弗拉斯認為:“如果格魯吉亞贏得明顯的議會多數席位,我們將看到他們在所有國家機構中攫取更多權力;格魯吉亞的民主鞏固進程存在全面惡化的風險。”

「任何朝著更加多元化的方向發展的舉措都會使格魯吉亞受益。這並不是說選舉後一切都會一帆風順。執政的格魯吉亞總統可能無法獲得絕對多數席位,而必須選擇一個聯盟夥伴。大多數反對黨要么是強烈反薩卡什維利或反伊万尼什維利——很難找到共同點。

他指出,雖然總督在第一個任期內取得了一些進展,但推動各種民主改革的努力最終在當前任期內陷入停滯。

Fras 和 Mchedlishvili 都同意,GD 如果重返辦公室,可能會進一步阻礙這一進程。

姆切利甚維利說:「格魯吉亞夢想的選舉成功將意味著格魯吉亞向制度化民主轉型的時間將再推遲四年,由不止一種政治力量發號施令、真正的製衡以及非政治化的安全和執法機構。

「簡而言之,格魯吉亞(或新墨西哥州)以與兩者不同的真正新穎的政治力量最小的政治影響力取得勝利,將意味著格魯吉亞將繼續處於當前的非自由民主困境。”

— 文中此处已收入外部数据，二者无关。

PR #19052, opened 2023-05-25
bugfix/18985-enableMouseTracking-update

### LINKED ISSUE #18985: Updating `enableMouseTracking` for Column Series does not work
#### Expected behaviour
Updating `enableMouseTracking` for Column Series (from `true` -> `false`) should work.

**Demo:** https://jsfiddle.net/BlackLabel/0jnuqref/

Even though the `enableMouseTracking` property was updated to `false` for the column series it is still enabled.

#### Product version
Highcharts 11

#### Affected browser(s)
All?

hubertkozik:
Fixed #18985, updating `enableMouseTracking` from `true` to `false` didn't work.

### DIFF
--- a/ts/Core/Series/Series.ts
+++ b/ts/Core/Series/Series.ts
@@ -3318,12 +3318,28 @@ class Series {
             series.redrawPoints();
         }
 
-        // draw the mouse tracking area
-        if (
-            series.drawTracker &&
-            series.options.enableMouseTracking !== false
-        ) {
-            series.drawTracker();
+        // Draw the mouse tracking area
+        if (series.drawTracker) {
+            if (series.options.enableMouseTracking !== false) {
+                series.drawTracker();
+            } else {
+                series.trackerGroups?.forEach((key: string): void => {
+                    const tracker = (series as any)[key];
+                    if (tracker) {
+                        tracker.removeClass(
+                            options.trackByArea ?
+                                'highcharts-tracker-area' :
+                                'highcharts-tracker-line'
+                        );
+                        removeEvent(tracker.element, 'mouseover');
+                        removeEvent(tracker.element, 'mouseout');
+
+                        if (hasTouch) {
+                            removeEvent(tracker.element, 'touchstart');
+                        }
+                    }
+                });
+            }
         }
 
         // Run the animation
--- a/samples/unit-tests/series-column/double-mouseover-column/demo.js
+++ b/samples/unit-tests/series-column/double-mouseover-column/demo.js
@@ -1,24 +1,22 @@
 QUnit.test(
-    'Hover on column should call mouseOver only once.(#4448)',
+    'Hover on column should call mouseOver only once (#4448).',
     function (assert) {
-        var iter = 0,
-            chart = $('#container')
-                .highcharts({
-                    series: [
-                        {
-                            type: 'column',
-                            data: [107, 31, 635, 203, 2],
-                            point: {
-                                events: {
-                                    mouseOver: function () {
-                                        iter++;
-                                    }
-                                }
+        let iter = 0;
+        const chart = Highcharts.chart('container', {
+            series: [
+                {
+                    type: 'column',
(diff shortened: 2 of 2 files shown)


TorsteinHonsi (changes requested):
Thanks!

I think we can simplify this a lot by reading the `enableMouseTracking` option on runtime instead of on the series creation and then deal with it on update.

With the following patch, the check is moved to the event handlers:

```ts
diff --git a/ts/Core/Series/Series.ts b/ts/Core/Series/Series.ts
index bacf661050..17a1cc94aa 100644
--- a/ts/Core/Series/Series.ts
+++ b/ts/Core/Series/Series.ts
@@ -3318,13 +3318,8 @@ class Series {
             series.redrawPoints();
         }
 
-        // draw the mouse tracking area
-        if (
-            series.drawTracker &&
-            series.options.enableMouseTracking !== false
-        ) {
-            series.drawTracker();
-        }
+        // Draw the mouse tracking area
+        series.drawTracker();
 
         // Run the animation
         if (series.animate && animDuration) {
@@ -3666,7 +3661,10 @@ class Series {
             snap = (chart.options.tooltip as any).snap,
             tracker = series.tracker,
             onMouseOver = function (e: PointerEvent): void {
-                if (chart.hoverSeries !== series) {
+                if (
+                    series.options.enableMouseTracking &&
+                    chart.hoverSeries !== series
+                ) {
                     series.onMouseOver();
                 }
             },
diff --git a/ts/Series/Column/ColumnSeries.ts b/ts/Series/Column/ColumnSeries.ts
index 71ee34fc64..a5b612d78b 100644
--- a/ts/Series/Column/ColumnSeries.ts
+++ b/ts/Series/Column/ColumnSeries.ts
@@ -841,7 +841,10 @@ class ColumnSeries extends Series {
                 const point = pointer.getPointFromEvent(e);
 
                 // undefined on graph in scatterchart
-                if (typeof point !== 'undefined') {
+                if (
+                    typeof point !== 'undefined' &&
+                    series.options.enableMouseTracking
+                ) {
                     pointer.isDirectTouch = true;
                     point.onMouseOver(e);
                 }
```

A possible downside now is that the tracker elements and the event handlers are always created, also when `enableMouseTracking` is false. But I can't see any major problem with that. Besides, the majority of implementations are likely to have this option to true, so it will only change for the edge cases that turn it off.

hubertkozik:
Our current solution with `enableMouseTracking` is based on the condition, that it is `not false`, so even if we have this property as `undefined` the code will be fired. That's why I used this condition also in the places, which it is needed.

TorsteinHonsi (changes requested):
> Our current solution with enableMouseTracking is based on the condition, that it is not false, so even if we have this property as undefined the code will be fired. That's why I used this condition also in the places, which it is needed.

Okay. Now since we're doing the `!-- false` check three times, I think it is better if we [set it to true in SeriesDefaults.ts](https://github.com/highcharts/highcharts/blob/26e1d2060194dbf865a2ff04ff9ac39063f69189/ts/Core/Series/SeriesDefaults.ts#L418-L431), so that we can just do the truthy check which is more intuitive.

Also, I was about to say that we should draw the tracker anyway, also when it is disabled. But there may be cases with thousands of points in a line chart where the performance hit is noticeable. So let's keep the check.

A last small optimization - in the Series.ts file we have a local `options` variable in both affected functions, so we should use that.

TorsteinHonsi (approved):

ts/Core/Series/Series.ts
```diff
@@ -3318,10 +3318,10 @@ class Series {
             series.redrawPoints();
         }
 
-        // draw the mouse tracking area
+        // Draw the mouse tracking area
         if (
             series.drawTracker &&
-            series.options.enableMouseTracking !== false
+            options.enableMouseTracking
```
deser, line 3324: Maaaan, this is breaking change...

PR #19165, opened 2023-06-16
Docs: Improved API to support URL history.

bre1470:
This only works online and locally with something like `python3 -m http.server -b 127.0.0.1` because of iframe CORS.

How to test on MacOS:
- `npx gulp dashboards/api-docs`
- `python3 -m http.server -b 127.0.0.1`
- `open http://127.0.0.1:8000/build/api/dashboards/index.html`

### DIFF
--- a/package-lock.json
+++ b/package-lock.json
@@ -18,7 +18,7 @@
         "@babel/preset-env": "^7.20.2",
         "@highcharts/highcharts-assembler": "github:highcharts/highcharts-assembler#v1.5.1",
         "@highcharts/highcharts-declarations-generator": "github:highcharts/highcharts-declarations-generator#v1.1.26",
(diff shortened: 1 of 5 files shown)


karolkolodziej (approved):
Perhaps it's worth mentioning the Python server somewhere in the `CONTRIBUTING.md` file?

bre1470:
It is not like it is breaking, when opened via `file://`. Just the outer frame hash history gets not updated because of cross-origin restrictions.

pawelfus (commented):
Thanks!

Can we store the hash too? For example:

- visit page: http://127.0.0.1:8000/build/api/dashboards/index.html#interfaces/Extensions_DashboardPlugins_HighchartsComponent.HighchartsComponent.Options
- click `cell` option
- result: url is missing `#cell`

pawelfus (approved):
Thanks!

PR #19166, opened 2023-06-16
feature/typed arrays

### LINKED ISSUE #14119: Splitting data x and y arrays
TypedArrays are supported with syntax:
```js
{
  data: new Uint8Array([0, 5, 3, 5])
}
```
And the following works too for adding X values to the data:
```js
{
  data: [[3, 0], [4, 5], [5, 3], [6, 5]]
}
```
It'd be nice if we could do: 
```js
{
  dataX: new Uint32Array([3, 4, 5, 6])  // Unix timestamp column to be formatted / parsed as date
  dataY: new Uint8Array([0, 5, 3, 5])  // Value
}
```
Columnar formats (like Apache Arrow) make it easy to retrieve data column by column as a fixed length, immutable array.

維持喬治亞政治現狀更有可能引起克里姆林宮不必要的關注。選舉後的任何不穩定性都是一個被利用的機會,過去俄羅斯為了破壞其親西方的軌道而進入此前沒有爭議的格魯吉亞領土就證明了這一點。

弗拉斯認為:“俄羅斯可能在當前的納戈爾諾-卡拉巴赫戰爭中在地緣政治上遭受損失,並可能希望嘗試在該地區其他國家挽回部分損失的資本。” “格魯吉亞仍然永遠暴露在被佔領的阿布哈茲和奧塞梯不斷蔓延的‘邊界化’以及俄羅斯干預格魯吉亞政治的影響之下。”

另一方面,雖然俄羅斯的注意力可能會在某種程度上重新回到格魯吉亞,但該國成為一個更加以歐洲為中心的國家的進程不太可能被避免,這在很大程度上取決於各種信仰的政治家的堅定效忠。因此,這不是俄羅斯能否在選舉中獲勝的問題;而是俄羅斯能否在選舉中獲勝的問題。更重要的是,格魯吉亞心煩意亂的西方盟友是否可能會失去一些影響力。

「喬治亞的西方道路似乎一如既往地堅定,最大的障礙可能是西方的參與不足,無論是美國、歐盟、北約還是歐洲主要國家,」姆切利甚維利說。 “這些行為者似乎太忙於選舉、政治問題和肆虐的流行病,無法認真而明智地協助歐盟和有志於加入北約的格魯吉亞。”